====== Dataset excerpts
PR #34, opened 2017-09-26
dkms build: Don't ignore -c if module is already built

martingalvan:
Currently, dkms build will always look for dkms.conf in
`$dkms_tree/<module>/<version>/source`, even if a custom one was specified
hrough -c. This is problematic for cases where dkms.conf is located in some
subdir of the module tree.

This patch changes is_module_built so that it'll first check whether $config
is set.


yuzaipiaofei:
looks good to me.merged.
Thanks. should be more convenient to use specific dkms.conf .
============
====== Dataset excerpts
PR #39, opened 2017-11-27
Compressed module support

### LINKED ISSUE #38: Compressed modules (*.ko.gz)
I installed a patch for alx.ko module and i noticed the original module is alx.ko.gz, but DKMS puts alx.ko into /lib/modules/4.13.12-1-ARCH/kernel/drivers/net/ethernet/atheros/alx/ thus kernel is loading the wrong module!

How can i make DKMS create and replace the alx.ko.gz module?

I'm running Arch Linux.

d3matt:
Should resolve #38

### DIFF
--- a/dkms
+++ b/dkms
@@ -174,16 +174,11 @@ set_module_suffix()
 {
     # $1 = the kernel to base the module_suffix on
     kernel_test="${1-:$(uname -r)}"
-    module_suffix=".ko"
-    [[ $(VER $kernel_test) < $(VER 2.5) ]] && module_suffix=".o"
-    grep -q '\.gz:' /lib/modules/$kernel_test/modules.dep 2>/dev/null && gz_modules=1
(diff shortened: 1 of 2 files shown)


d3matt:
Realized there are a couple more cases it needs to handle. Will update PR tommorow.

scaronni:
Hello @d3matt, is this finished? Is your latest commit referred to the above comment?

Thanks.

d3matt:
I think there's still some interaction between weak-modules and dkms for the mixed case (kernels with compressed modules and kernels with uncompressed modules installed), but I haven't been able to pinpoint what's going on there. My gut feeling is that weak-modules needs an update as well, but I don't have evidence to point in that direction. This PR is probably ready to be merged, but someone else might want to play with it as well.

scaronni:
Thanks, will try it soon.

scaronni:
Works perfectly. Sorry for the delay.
============
====== Dataset excerpts
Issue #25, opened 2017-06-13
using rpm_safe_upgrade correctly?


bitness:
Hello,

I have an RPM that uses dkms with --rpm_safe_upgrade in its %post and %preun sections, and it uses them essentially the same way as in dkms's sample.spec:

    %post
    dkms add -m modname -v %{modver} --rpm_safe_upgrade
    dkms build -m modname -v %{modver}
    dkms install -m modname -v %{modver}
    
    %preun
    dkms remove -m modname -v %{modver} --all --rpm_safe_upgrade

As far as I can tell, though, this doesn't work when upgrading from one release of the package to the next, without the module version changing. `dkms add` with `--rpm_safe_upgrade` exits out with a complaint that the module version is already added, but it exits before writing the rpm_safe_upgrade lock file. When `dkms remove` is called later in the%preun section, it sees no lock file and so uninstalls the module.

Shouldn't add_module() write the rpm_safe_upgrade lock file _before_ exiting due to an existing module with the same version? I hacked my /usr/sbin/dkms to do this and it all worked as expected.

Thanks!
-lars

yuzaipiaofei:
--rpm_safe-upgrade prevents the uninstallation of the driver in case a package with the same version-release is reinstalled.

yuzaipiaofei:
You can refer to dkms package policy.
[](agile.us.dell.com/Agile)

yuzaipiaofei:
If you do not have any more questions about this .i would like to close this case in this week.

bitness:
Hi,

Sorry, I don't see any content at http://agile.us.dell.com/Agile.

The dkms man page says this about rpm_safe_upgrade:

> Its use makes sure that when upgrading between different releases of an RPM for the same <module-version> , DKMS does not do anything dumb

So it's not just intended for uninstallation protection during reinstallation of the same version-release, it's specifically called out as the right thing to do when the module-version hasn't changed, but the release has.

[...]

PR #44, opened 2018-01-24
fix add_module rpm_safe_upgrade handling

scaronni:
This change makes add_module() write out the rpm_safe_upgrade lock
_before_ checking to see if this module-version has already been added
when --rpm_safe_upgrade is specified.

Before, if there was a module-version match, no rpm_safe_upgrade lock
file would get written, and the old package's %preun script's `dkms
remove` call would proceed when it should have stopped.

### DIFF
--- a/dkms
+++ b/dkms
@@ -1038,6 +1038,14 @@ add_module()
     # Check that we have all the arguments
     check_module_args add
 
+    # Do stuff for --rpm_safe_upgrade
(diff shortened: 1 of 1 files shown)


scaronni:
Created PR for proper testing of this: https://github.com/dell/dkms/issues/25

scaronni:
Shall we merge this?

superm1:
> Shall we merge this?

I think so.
============
What you are asked to do:
"makes" is the word to look for; copy every line of the data that has it.

Problem solution:
> Its use makes sure that when upgrading between different releases of an RPM for the same <module-version> , DKMS does not do anything dumb
This change makes add_module() write out the rpm_safe_upgrade lock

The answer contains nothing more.